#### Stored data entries
···

PR #785, opened 2021-12-20
Schema overhaul

pingsutw:
# TL;DR
This PR introduces a new type and user experience for working with tabular data in Flyte. Please see the [design doc](https://docs.google.com/document/d/1-t8C4vW_RhrJoC5Ju16fmqpyOvsCRb3XmulLLo5VX0E/) for the complete background.

* The new type is the `StructuredDataset`. (see the [IDL PR](https://github.com/flyteorg/flyteidl/pull/227)) We thought the name sufficiently generic and differentiated from `FlyteSchema`, which we're also keeping around for the time being (see more in the Migration section below). The main difference between the `FlyteSchema` and `StructuredDataset` types themselves is that columns in the latter are just named `LiteralType`s. That is, columns are no longer constrained to be purely primitives.
* The contributor-experience has also changed substantially from `FlyteSchema` to something we hope is more straightforward and easier to understand, but we've tried to keep the user-experience as similar as possible.

**Note:**
The `[kwtype(...)]` syntax used for specifying columns and storage formats will be changing before the next non-beta release of flytekit, so if you try this out now, keep in mind you'll have some minor minor updates to make in a couple weeks.

**Note:**
To handle the new type, you will need to be on Propeller version [v0.16.14](https://github.com/flyteorg/flytepropeller/releases/tag/v0.16.14) and Admin version [v0.6.78](https://github.com/flyteorg/flyteadmin/releases/tag/v0.6.78) or later.

## Type
 - [ ] Bug Fix
 - [x] Feature
 - [ ] Plugin

## Are all requirements met?

 - [x] Code completed
 - [x] Smoke tested
 - [x] Unit tests added

### Type Handling

We found the double-interaction between the core `TypeEngine` and the `SchemaEngine` too confusing.
Screen Shot 2022-01-12 at 1 02 34 PM

In the new model, contributors will only be dealing with the `StructuredDatasetTransformerEngine`. You register your encoders/decoders with that only, and it in turn will handle interaction with the core `TypeEngine`.

Screen Shot 2022-01-12 at 1 17 23 PM

If you have a new dataframe type that you want to be able to use in Flytekit, you'll just have to subclass `StructuredDatasetEncoder` and `StructuredDatasetDecoder` and implement the logic. Encoders are responsible for taking a dataframe in Python memory and turning it into a Flyte literal (replete with any uploading/writing of data) and decoders do the opposite (and should handle downloading of data).

Encoders and decoders are now distinct entities rather than two functions within one class because we felt the the asymmetry increases flexibility. One might choose to write a custom decoder for pandas but use the default encoder. 

### Encoder/Decoder (aka Handler) Selection
This PR ships with handlers to encode and decode pandas and spark dataframes. And users can of course add their own. How does the transformer engine pick the encoder/decoder?

The handlers in the new transformer-engine are keyed off of three things:
1. Python dataframe type
1. Storage protocol (`s3`, `bq`, `gs`, etc.)
1. Storage format (a string like "parquet", "csv", etc.)

Each en/decoder is required to have all three. When the transformer engine needs to convert a Python dataframe in memory to a Flyte literal, it will pick an encoder based on exact match of all three, _except_ for the `format`. For the format, if an exact match cannot be found, it will then search for an encoder with the format `""`. The same pattern is used for decoders/when converting from a Flyte literal to a Python dataframe.

#### Default protocols and formats
When registering an en/decoder with the `FLYTE_DATASET_TRANSFORMER` singleton, you have the option of specifying whether the protocol and storage format that that handler handles, should be taken as the default format for that dataframe type.

For example, if you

···

#### Exercise
Scan the data above and copy each line containing the word "handlers".

#### Expected answer
This PR ships with handlers to encode and decode pandas and spark dataframes. And users can of course add their own. How does the transformer engine pick the encoder/decoder?
The handlers in the new transformer-engine are keyed off of three things:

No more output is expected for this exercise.